(Recorded data)
[Start of section]

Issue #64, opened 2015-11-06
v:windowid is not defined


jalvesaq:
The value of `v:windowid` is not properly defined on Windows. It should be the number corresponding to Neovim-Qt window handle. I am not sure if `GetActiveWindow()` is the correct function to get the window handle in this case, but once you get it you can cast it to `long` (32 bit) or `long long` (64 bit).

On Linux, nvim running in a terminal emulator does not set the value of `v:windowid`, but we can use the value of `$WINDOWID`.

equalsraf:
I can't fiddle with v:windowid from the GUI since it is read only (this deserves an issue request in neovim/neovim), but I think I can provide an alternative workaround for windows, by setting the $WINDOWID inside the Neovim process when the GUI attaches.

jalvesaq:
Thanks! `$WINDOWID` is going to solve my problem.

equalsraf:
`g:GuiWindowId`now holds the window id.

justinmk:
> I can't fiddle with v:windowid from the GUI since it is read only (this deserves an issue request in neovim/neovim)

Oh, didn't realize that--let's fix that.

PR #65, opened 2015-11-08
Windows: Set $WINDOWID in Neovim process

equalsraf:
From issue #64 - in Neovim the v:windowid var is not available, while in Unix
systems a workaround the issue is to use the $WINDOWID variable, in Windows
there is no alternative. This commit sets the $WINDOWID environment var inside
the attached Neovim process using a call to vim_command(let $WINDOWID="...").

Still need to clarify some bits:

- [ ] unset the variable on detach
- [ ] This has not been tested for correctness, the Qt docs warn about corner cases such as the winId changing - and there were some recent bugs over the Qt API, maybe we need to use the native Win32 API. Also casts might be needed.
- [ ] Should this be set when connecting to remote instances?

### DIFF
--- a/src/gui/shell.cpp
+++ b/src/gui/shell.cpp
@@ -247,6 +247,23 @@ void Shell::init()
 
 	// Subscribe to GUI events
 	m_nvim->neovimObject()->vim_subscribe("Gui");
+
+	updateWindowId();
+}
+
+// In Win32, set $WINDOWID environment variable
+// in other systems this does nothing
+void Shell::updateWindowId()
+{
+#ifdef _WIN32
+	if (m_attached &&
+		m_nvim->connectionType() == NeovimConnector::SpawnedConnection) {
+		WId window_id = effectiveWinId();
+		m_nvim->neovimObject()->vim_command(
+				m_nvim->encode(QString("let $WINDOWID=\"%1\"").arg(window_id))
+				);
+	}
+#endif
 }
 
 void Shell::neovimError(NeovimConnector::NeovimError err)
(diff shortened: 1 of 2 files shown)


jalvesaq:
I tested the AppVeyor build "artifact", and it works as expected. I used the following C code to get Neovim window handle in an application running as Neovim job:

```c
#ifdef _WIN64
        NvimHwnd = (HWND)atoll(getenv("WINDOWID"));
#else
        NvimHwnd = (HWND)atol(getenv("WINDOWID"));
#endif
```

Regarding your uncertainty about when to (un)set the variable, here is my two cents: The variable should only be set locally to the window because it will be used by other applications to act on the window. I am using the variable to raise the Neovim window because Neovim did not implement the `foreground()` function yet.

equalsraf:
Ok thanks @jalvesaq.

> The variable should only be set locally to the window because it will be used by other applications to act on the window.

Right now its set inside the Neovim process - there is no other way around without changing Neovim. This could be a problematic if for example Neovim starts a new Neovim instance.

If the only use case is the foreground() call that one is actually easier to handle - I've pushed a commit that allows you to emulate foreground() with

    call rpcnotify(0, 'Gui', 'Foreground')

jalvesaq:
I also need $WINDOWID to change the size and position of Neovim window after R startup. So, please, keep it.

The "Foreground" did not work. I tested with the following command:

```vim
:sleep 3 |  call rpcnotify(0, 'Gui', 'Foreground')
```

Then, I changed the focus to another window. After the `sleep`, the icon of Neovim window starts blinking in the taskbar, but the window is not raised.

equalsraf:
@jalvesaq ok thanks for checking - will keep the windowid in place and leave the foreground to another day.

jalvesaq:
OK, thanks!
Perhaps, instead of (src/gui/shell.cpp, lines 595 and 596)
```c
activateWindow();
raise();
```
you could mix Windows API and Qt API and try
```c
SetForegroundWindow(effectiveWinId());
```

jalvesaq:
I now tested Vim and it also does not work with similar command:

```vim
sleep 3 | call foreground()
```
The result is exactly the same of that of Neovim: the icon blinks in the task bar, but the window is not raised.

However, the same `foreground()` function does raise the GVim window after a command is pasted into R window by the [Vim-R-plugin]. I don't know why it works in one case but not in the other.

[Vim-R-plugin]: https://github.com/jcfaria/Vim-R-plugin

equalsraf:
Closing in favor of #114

[End of section]

## Task prompt
Say, as a number only, how many lines of the data contain "tested".

## Written answer
4